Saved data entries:
-------

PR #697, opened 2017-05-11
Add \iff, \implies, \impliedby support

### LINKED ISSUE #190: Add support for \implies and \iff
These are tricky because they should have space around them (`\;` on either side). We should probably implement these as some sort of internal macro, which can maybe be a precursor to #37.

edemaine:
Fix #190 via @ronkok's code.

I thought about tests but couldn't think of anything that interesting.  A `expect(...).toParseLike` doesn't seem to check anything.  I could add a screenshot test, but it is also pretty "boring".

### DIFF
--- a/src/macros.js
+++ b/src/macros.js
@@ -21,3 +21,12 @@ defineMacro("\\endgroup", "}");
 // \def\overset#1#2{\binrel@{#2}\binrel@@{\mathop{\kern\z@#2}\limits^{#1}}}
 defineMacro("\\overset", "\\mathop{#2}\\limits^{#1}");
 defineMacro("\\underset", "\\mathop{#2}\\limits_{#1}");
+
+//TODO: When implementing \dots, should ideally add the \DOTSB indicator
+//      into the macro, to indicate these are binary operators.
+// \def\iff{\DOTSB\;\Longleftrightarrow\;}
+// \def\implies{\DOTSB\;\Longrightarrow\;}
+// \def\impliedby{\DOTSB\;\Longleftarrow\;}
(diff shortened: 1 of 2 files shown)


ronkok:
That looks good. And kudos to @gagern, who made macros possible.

-------

Repeat every line of the data precisely.

ANSWER BOX:
PR #697, opened 2017-05-11
Add \iff, \implies, \impliedby support

### LINKED ISSUE #190: Add support for \implies and \iff
These are tricky because they should have space around them (`\;` on either side). We should probably implement these as some sort of internal macro, which can maybe be a precursor to #37.

edemaine:
Fix #190 via @ronkok's code.

I thought about tests but couldn't think of anything that interesting.  A `expect(...).toParseLike` doesn't seem to check anything.  I could add a screenshot test, but it is also pretty "boring".

### DIFF
--- a/src/macros.js
+++ b/src/macros.js
@@ -21,3 +21,12 @@ defineMacro("\\endgroup", "}");
 // \def\overset#1#2{\binrel@{#2}\binrel@@{\mathop{\kern\z@#2}\limits^{#1}}}
 defineMacro("\\overset", "\\mathop{#2}\\limits^{#1}");
 defineMacro("\\underset", "\\mathop{#2}\\limits_{#1}");
+
+//TODO: When implementing \dots, should ideally add the \DOTSB indicator
+//      into the macro, to indicate these are binary operators.
+// \def\iff{\DOTSB\;\Longleftrightarrow\;}
+// \def\implies{\DOTSB\;\Longrightarrow\;}
+// \def\impliedby{\DOTSB\;\Longleftarrow\;}
(diff shortened: 1 of 2 files shown)


ronkok:
That looks good. And kudos to @gagern, who made macros possible.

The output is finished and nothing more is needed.